[Opening INPUT RECORDS section]
PR #61, opened 2025-02-23
Slugify filter

jonathan-s:
Adding the regex and unicode-normalization crate in this PR. Seems like it would be difficult to solve this without these crates, so including them looks like it is the right thing to do. 

The commits here are more atomic. I don't know if you have any preference regarding atomicity. Either way, happy to squash commits.

### DIFF
--- a/src/filters.rs
+++ b/src/filters.rs
@@ -2,6 +2,8 @@ use crate::render::{Context, IntoBorrowedContent, IntoOwnedContent, Render, Temp
 use crate::types::Argument;
 use crate::{render::Content, types::TemplateString};
 use pyo3::prelude::*;
+use regex::Regex;
+use unicode_normalization::UnicodeNormalization;
 
 #[derive(Debug)]
 pub enum FilterType {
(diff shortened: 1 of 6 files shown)


src/filters.rs
```diff
@@ -197,3 +200,38 @@ impl ResolveFilter for LowerFilter {
...
+impl ResolveFilter for SlugifyFilter {
+    fn resolve<'t, 'py>(
+        &self,
+        variable: Option<Content<'t, 'py>>,
+        py: Python<'py>,
+        _template: TemplateString<'t>,
+        _context: &mut Context,
+    ) -> TemplateResult<'t, 'py> {
+        let non_word_re = Regex::new(r"[^\w\s-]").unwrap();
+        let whitespace_re = Regex::new(r"[-\s]+").unwrap();
```
jonathan-s, line 216: I know that you shouldn't be using unwrap in production code in general. Though, in this case this should be safe, as the input will never change. 

I also realized that we can't really use constants for regex at the top of the module which is a common pattern in python. I did see that there is a crate `lazy-static` that would help you with that, but perhaps it seems a bit overkill to include another dependency for that.

LilyFoote: For cases like this, I'd go with `.expect` to explain why it won't panic.

LilyFoote: As for lazy-static, I understand that's considered obsolete now. Instead we can use something like [`LazyLock`](https://doc.rust-lang.org/stable/std/sync/struct.LazyLock.html).

LilyFoote, line 216: Can we have some comments explaining how these regexes work?

src/filters.rs
```diff
@@ -197,3 +200,38 @@ impl ResolveFilter for LowerFilter {
...
+
+        let content = match variable {
+            Some(content) => {
+                let content = content.to_py(py).str()?.extract::<String>()?;
```
LilyFoote, line 220: This feels inefficient to me - we're converting to a Python object and then back to `String`. Can we do:

```suggestion
                let content = match content.resolve_string()?.content();
```

instead? Or is there a reason this is invalid?

LilyFoote (commented):
Thanks again!

I have a few questions and suggestions below.

I'd also like to land #50 before this.

PR #63, opened 2025-02-24
Split up render.rs into submodules

LilyFoote:
I think `render.rs` was getting a bit too large, so I've broken it up into some submodules.


jonathan-s (approved):
Looks good to me.

PR #66, opened 2025-02-27
Update build wheels workflow

LilyFoote:
Generated with `maturin generate-ci github`.


LilyFoote:
I discovered that we're slightly out of sync with the latest CI that `maturin generate-ci github` generates, so this updates that.

This doesn't fix the build failures on main - they will need to wait for the next GitHub image rollout (https://github.com/actions/runner-images/issues/11637).

PR #317, opened 2024-07-24
allow user to specify indidual mu values

### LINKED ISSUE #191: Calculating intensity at user-specified angle
Feature request from @RozanskiT: calculating $I$ at the top of the atmosphere at arbitrary $\mu$.

The current situation is that users can specify the number of $\mu$ points to use, but the specific values are chosen by a quadrature scheme.  Along with the flux, the intensity at each of these angles is returned by `synthesize`.

I think the best way to address this is to make it possible for users to specify *either* the number of $\mu$ values to use, *or* the specific values themselves.  In the latter case, flux can be obtained via trapezoidal integration, and the documentation would be clear that it is on the user to make good choices if they care about the flux being accurate.

ajwheeler:
closes #191

### DIFF
--- a/src/RadiativeTransfer/RadiativeTransfer.jl
+++ b/src/RadiativeTransfer/RadiativeTransfer.jl
@@ -6,7 +6,7 @@ using FastGaussQuadrature: gausslegendre
     generate_mu_grid(n_points)
     generate_mu_grid(μ_values)
 
-Used by both radiative transfer schemes to compute quadature over μ. Returns `(μ_grid, μ_weights)`.
+Used by both radiative transfer schemes to compute quadrature over μ. Returns `(μ_grid, μ_weights)`.
 If an integer is passed, generate a grid of Gauss-Legendre quadrature points of corresponding size.
 Otherwise, use the provided μ values.
 """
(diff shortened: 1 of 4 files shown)


src/RadiativeTransfer/RadiativeTransfer.jl
```diff
@@ -1,19 +1,29 @@
...
+Otherwise, use the provided μ values.
 """
-function generate_mu_grid(n_points)
+function generate_mu_grid(n_points::Integer)
     μ_grid, μ_weights = gausslegendre(n_points)
     μ_grid = @. μ_grid/2 + 0.5
     μ_weights ./= 2
     μ_grid, μ_weights
 end
+function generate_mu_grid(μ_grid::AbstractVector{<:Real})
```
mabruzzo, line 19: Out of curiosity, is a "range" handled by this case? (it probably doesn't matter)

mabruzzo (approved):
LGTM (I had 1 minor question -- mostly from curiosity). Feel free to merge whenever!

src/RadiativeTransfer/RadiativeTransfer.jl
ajwheeler: Yes!

mabruzzo: Neat!

PR #323, opened 2024-08-12
[WIP] Behaviour with `Korg.Fit.ews_to_stellar_parameters` when no EW errors given 

andycasey:
The documentation regarding `measured_EWs` for `Korg.Fit.ews_to_stellar_parameters` says that if no EW errors are specified, all lines are assumed to have the same uncertainty. This is kinda true but leads to some unusual behaviour.

All lines are assumed to have the same uncertainty in EW of 1 mA (`measured_EW_err=ones(length(measured_EWs))`).

This sets equivalent uncertainties in EW, which is not the same as equivalent uncertainties in abundance, because strong lines (e.g., 200 +/- mA) end up getting weighted more than weak lines (e.g., 20 +/- 1 mA). 

This is a WIP for now because I think Adam would prefer a `default_EW_error` function to set the default value.

### DIFF
--- a/src/fit.jl
+++ b/src/fit.jl
@@ -562,7 +562,7 @@ A tuple containing:
 - `max_iterations` (default: 30) is the maximum number of iterations to allow before stopping the 
    optimization.
 """
-function ews_to_stellar_parameters(linelist, measured_EWs, measured_EW_err=ones(length(measured_EWs)); 
+function ews_to_stellar_parameters(linelist, measured_EWs, measured_EW_err=nothing; 
                                    Teff0=5000.0, logg0=3.5, vmic0=1.0, m_H0=0.0,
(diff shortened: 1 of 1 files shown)


ajwheeler:
Do you still believe in this given what we now know about EW fitting?

andycasey:
I do because the estimated error on EW is usually fractional (a percentage), but I'd like to do some science tests with the revised EW methods before strictly proposing how EWs are handled when no uncertainties are given.

If you are keen to do housekeeping on GitHub issues then you can close this PR and add it to an item in the roadmap/TODO list.

ajwheeler:
Happy to leave it open as long as we still want to investigate.

ajwheeler:
We should revisit this now that #331 is ready-ish.

Is there a science case/test that you think I should look into to be convinced? One possibility might be changing the default to something larger than 1 mA?

Issue #324, opened 2024-08-15
Issue with get_metals_h ? 


segasai:
Hi, 
 
I'm trying to understand this part of the code:

https://github.com/ajwheeler/Korg.jl/blob/9e6db774ea2497e347364cbb854946b11374371d/src/synthesize.jl#L453

and I cannot see why this is correct, given the alpha elements are 8:2:22
Shouldn't it be  [3:6 ; 7:2:21 ; 23:MAX_ATOMIC_NUMBER]  or am I missing something ? 

Thanks

ajwheeler:
You are correct.  I am going to fix this and refactor/write tests to try to eliminate this class of bug.

ajwheeler:
#327 fixes this, and will make similar bugs harder to introduce in the future.

PR #327, opened 2024-09-05
refactor to ensure consistent definition of alpha elements

ajwheeler:
This fixes the bug pointed out in #324.


ajwheeler:
The first commit is just breaking abundance stuff into a separate file. Excluding it when viewing this diff makes the real changes clear.

mabruzzo (approved):
Looks great to me!

PR #329, opened 2024-09-13
Slurm example

### LINKED ISSUE #303: documentation for generating grids on a SLURM cluster
@yingyisong

ajwheeler:
Add documentation showing how to generate a grid on a slurm cluster.  Closes #303.

# TODO
- [x] add to docs
- [x] plots spectra and make sure they are sane


ajwheeler:
There are still a few things to decide/figure out.  @andrew-saydjari, any input is welcome.
- This is currently manually calling the garbage collector after each synthesis.  This isn't something I normally do, so I should probably test its effects.
- `SlurmClusterManager.jl` seems to be neglected, perhaps I should convert this to use `ClusterManagers.jl`
- I'm not sure why the last line, `rmprocs(workers())` is needed

andrew-saydjari:
- I was having some memory leak problems a LONG time ago, and saw no performance change in terms of synthesis speed for adding the line, with better RAM usage stability. If you can determine that it is no longer needed, happy to remove.
- How is it being neglected? addprocs(SlurmManager()) is a direct call to SlurmClusterManager.jl
- It can be helpful for job completion to remove all of the worker processes so that slurm does not have to kill them. It just makes the exit a bit cleaner.

ajwheeler:
I'm leaving in the `rmprocs(workers())`. Thanks for the tip.

I tried generating a few thousand spectra (enough to saturate a node for ~ 5 minutes) with and without the manual GC call and got extremely similar peak memory usage, so I'm going to remove the GC call here just for the sake of keeping things simple, but I'll keep an eye on it as I run things.

PR #331, opened 2024-09-17
Saturated line EWs

ajwheeler:


ajwheeler:
In the spirit of transparency, work on this PR is indicating that the EW precision result in the second Korg paper is probably flawed.  If you are using Korg for EWs, I suggest holding off.  I plan to have this resolved, communicated better, etc very soon.

ajwheeler:
The working version of this doesn't do any fancy tricks (the kind discussed in Gray and used by MOOG) involving fictitious lines.  I messed around with that for a while and could never get it to work.

In the end the solution which was fastest and also most accurate (in the sense that the inferred per-line abundances could be plugged back in to correctly recover the equivalent widths) is a simple custom solver that takes newton steps towards the best-fit abundances for each line.  The reason it's custom is that it enables me to do the syntheses simultaneously, while keep the optimization of each line mathematically separate.  This ends up being significantly faster than using a fancier/better nonlinear optimization algorithm serially on each line.

The algorithm for stellar parameter estimation is largely untouched, but it now works in two phases: the initial fast phase uses the old ews->abundances algorithm (the one that assumes all lines are on the linear part of the curve of growth).  This is fast, and gets you surprisingly close to the right answer.  After than, it refines with the new, correct ews->abundances.

Stellar parameter estimation could be sped up significantly.  Right now it involves solving a system of equations, wherein each residuals evaluation requires a nonlinear solve.  Two ways to make this better:
- instead of calculating the residuals with dual numbers, use floats, then use math to get the partials and reconstruct the duals of the optimum.  I use this trick in to speed things up when autodiffing through Korg's chemical equilibrium solver.
- Alternatively, reformulate the whole problem as a joint optimization of the per-line abundances and the stellar parameters.  I think this could done so that the solution is identical up to numerics, perhaps via the complete linearization of the problem.

Another shortcoming of this implementation is that it only goes down to [m/H] of -2.5, the bottom of the SDSS MARCS grid.  Using the low-metallicity grid instead isn't hard in principle, it's just finicky since they have difference logg boundaries.

src/Fit/fit_via_EWs.jl
```diff
@@ -0,0 +1,507 @@
...
+
+    if exact_calculation
+        A = ews_to_abundances(atm, linelist, A_X, EW; vmic=vmic, blend_warn_threshold=Inf,
+                              passed_kwargs...)
+    else
+        A = ews_to_abundances_approx(atm, linelist, A_X, EW; vmic=vmic, blend_warn_threshold=Inf,
+                                     passed_kwargs...)
+    end
+    # convert error in EW to inverse variance in A (assuming linear part of C.O.G.)
+    A_inv_var = (EW .* A ./ EW_err) .^ 2
```
ajwheeler, line 486: This is wrong.  But probably not so much so that it should block this PR.  I think it can be fairly safely dealt with afterwards.

src/line_absorption.jl
```diff
@@ -36,10 +36,10 @@ function line_absorption!(α, linelist, λs::Wavelengths, temps, nₑ, n_densiti
     β = @. 1 / (kboltz_eV * temps)
 
     # precompute number density / partition function for each species in the linelist
-    n_div_Z = map(unique([l.species for l in linelist])) do spec
+    n_div_U = map(unique([l.species for l in linelist])) do spec
```
ajwheeler, line 39: This change is purely for terminological consistency.  Partition functions are spelled "`U`" in the Korg codebase

src/linelist.jl
```diff
@@ -89,6 +95,12 @@ struct Line{F1,F2,F3,F4,F5,F6}
                                                                         gamma_stark, vdW)
     end
 end
+# constructor to allow for copying a line and modifying some values (see docstring)
```
ajwheeler, line 98: Worth nothing that this PR introduces a new constructor for `Line`s.

PR #334, opened 2024-10-01
arbitrary postprocessing in fit_spectrum 

ajwheeler:
At the moment, this does one thing, which is to allow the caller to pass in a function to arbitrarily postprocess the synthesized spectrum.

(This is useful to apply a constant continuum shift, but note that there are also params for that which I should consider removing...)

### DIFF
--- a/src/fit.jl
+++ b/src/fit.jl
@@ -228,7 +228,7 @@ values are used.
     achieved by the optimizer is about 10x bigger than this.
   - `postprocess` can be used to arbitrarilly transform the synthesized (and LSF-convolved) spectrum
     before calculating the chi2.  It should take the form `postprocess(flux, data, err)` and write
-    it's changes in-place to the flux array.
+    its changes in-place to the flux array.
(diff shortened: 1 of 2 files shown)


src/fit.jl
```diff
@@ -226,7 +226,10 @@ values are used.
     the default value, `1e-4`, provides a theoretical worst-case tolerance of about 0.15 K in `Teff`,
     0.0002 in `logg`, 0.0001 in `m_H`, and 0.0004 in detailed abundances. In practice the precision
     achieved by the optimizer is about 10x bigger than this.
-    Any additional keyword arguments will be passed to [`Korg.synthesize`](@ref) when synthesizing the
+  - `postprocess` can be used to arbitrarilly transform the synthesized (and LSF-convolved) spectrum
+    before calculating the chi2.  It should take the form `postprocess(flux, data, err)` and write
+    it's changes in-place to the flux array.
```
ajwheeler, line 231:
```suggestion
    its changes in-place to the flux array.
```

PR #336, opened 2024-10-02
Wavelengths

ajwheeler:
Significant refactor to try to consolidate all the ways the noncontinguous ranges of wavelengths get handled.  This is going to be annoying but it's a needed abstraction.

This introduces a type `Korg.Wavelengths`, which is an `AbstractArray` implemented under the hood as a vector of ranges.  This means that finding values can be done very quickly, but elements can also be read out like it's a flat array.  This eliminates the need to carry around `wls` and `wl_ranges` in many places.  It also centralizes a bunch logic around automatic array->range conversion, air to wavelengths conversion, etc.


ajwheeler:
Thanks!  I've been wanting something like this for a while and I finally got around to implementing it on Friday.  It's kinda hacky but it works.

ajwheeler:
I've also significantly sped up the computation of LSF matrices (so much so that I removed the progress bar), by assigning to the along the fast axis (cols) and then doing an lazy adjoint at the end to keep the shape the same.
image
This used to take about a minute.

ajwheeler:
I'm also removing `Korg.rectify`, which is an unnecessary footgun, and which was the solve caller of `move_bounds` after this refactor.

ajwheeler:
image

!

ajwheeler:
If anyone is inclined to review this by just looking at the changes to the `synthesize` and `Korg.Fit.fit_spectrum` docstrings, that would be very valuable.

PR #368, opened 2024-11-20
CUDA

ajwheeler:
Do the line absorption calculations on GPU.


ajwheeler:
I think for now I will just call this an engineering demo and reopen if/when we decide to pursue further.

Issue #365, opened 2024-11-18
float issues with wavelength axis in synthesize


andrew-saydjari:
Here is a reproducer

```
ex_atm = Korg.interpolate_marcs(5750, 2.0, 1.0)
ex_spec = synthesize(ex_atm, lines, format_A_X(1.0), 3805.0, 5645.0)
extrema(ex_spec.wavelengths)
```

The result is :
``
(3805.0000000000005, 5645.0)
``

andrew-saydjari:
```
ex_spec = synthesize(ex_atm, lines, format_A_X(1.0), 3805, 5645, 1)
extrema(ex_spec.wavelengths)
```

Also fails

ajwheeler:
I will keep this in mind as something to improve on, but tbh it doesn't seem critical.  It's already the case that to analyze real data you must buffer the wl range on either side in order to get the LSF right.

andrew-saydjari:
I just hate Float issues like this and try to avoid them because I find they cause no end of annoying edge cases that bother me later down the road (and can be hard to run down). It is also non-Julian to not respect my type choice if I pass Ints. 

Off my philosophical soapbox, I agree with your assessment of where your time investment is valuable and think you should back burner it, but keep the issue open.

ajwheeler:
Definitely not claiming it's Julian. I would like to fix this at some point. Just being honest that it's not a priority. I'll definitely leave the issue open.

ajwheeler:
Hopefully the range stuff the Stefan presented at juliacon will fix this.

Issue #356, opened 2024-11-06
too-strong CH lines in Gaia ESO survey linelist?


ajwheeler:
Sarah Aquilina recently brought to my attention that when she synthesized a small window using the GES linelist, her pseudocontinuum was offset from was she got synthesizing a large window.  This indicates the influence of distant lines, and turning up the `line_buffer` when synthesizing in the small window confirmed that.

I ran some checks with subsets of the GES linelist and determined that the culprit is a few (~tens) CH lines with weirdly large oscillator strengths.  I have checked that a couple of these are actually present in the Heiter et al tables, so I don't _think_ I'm making a parsing error.  
<details><summary> Here's a subset:</summary>
<img width="1179" alt="image" src="https://github.com/user-attachments/assets/ed681059-a7bc-40f0-b9b4-1f153d76c01f">
</details>

If I plot a histogram of $\log gf$ values of CH lines in the GES linelist table alongside the same histogram from Masseron 2014, which is the source.  It also looks like too-strong lines may have been inserted erroneously.  Note that the Masseron table include things outside the wavelength range of the GES linelist, and that other cuts may have been made, so we shouldn't expect an exact correspondence.
![image](https://github.com/user-attachments/assets/28bc93d0-efb8-4d19-9d67-718387fd5deb)

PR #370, opened 2024-11-20
filter out CH lines, because they appear to be problematic (see #365)

ajwheeler:
Addresses #356.  It would be better to fix the underlying problem, but removing the CH lines is 90% of a solution.


ajwheeler:
I've edited this to only remove the too-strong CH lines.  This is what's left, which looks like it is correct (teff = 5500, logg=4.5).

In order to get this (and not have a pseudocontinuum offset, I cut all CH lines with loggf > -1.9.

image

PR #373, opened 2024-11-20
faster filter_linelist

ajwheeler:
This is a much faster implementation, and it means that it is now much, much less important to pre-filter your linelist to the wavelength range.


mabruzzo:
> image
> 
> !!!

It's beautiful

ajwheeler:
This retains too many lines when there are multiple wl windows.

mabruzzo (commented):
What are the contexts where `searchsortedfirst` and `searchsortedlast` return `nothing`? The documentation says nothing about this. (And looking at the source code, there doesn't seem to be a branch that produces `nothing`)

ajwheeler:
You are right, I misremembered that.

ajwheeler:
The bug here is that lines can get included more than once via multiple windows (when buffered by `line_buffer`).

PR #375, opened 2024-11-21
Auto adjust continuum in each window

ajwheeler:
This PR introduces a kwarg to `fit_spectrum` which, at each step of the optimizer, shifts the model spectrum by the MLE linear adjustment to the observed continuum in each window.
[Closing INPUT RECORDS section]
§ **INSTRUCTIONS TO FOLLOW**
If a line in the records above contains the word "algorithm", copy it.

§ **WRITTEN ANSWER**
In the end the solution which was fastest and also most accurate (in the sense that the inferred per-line abundances could be plugged back in to correctly recover the equivalent widths) is a simple custom solver that takes newton steps towards the best-fit abundances for each line.  The reason it's custom is that it enables me to do the syntheses simultaneously, while keep the optimization of each line mathematically separate.  This ends up being significantly faster than using a fancier/better nonlinear optimization algorithm serially on each line.
The algorithm for stellar parameter estimation is largely untouched, but it now works in two phases: the initial fast phase uses the old ews->abundances algorithm (the one that assumes all lines are on the linear part of the curve of growth).  This is fast, and gets you surprisingly close to the right answer.  After than, it refines with the new, correct ews->abundances.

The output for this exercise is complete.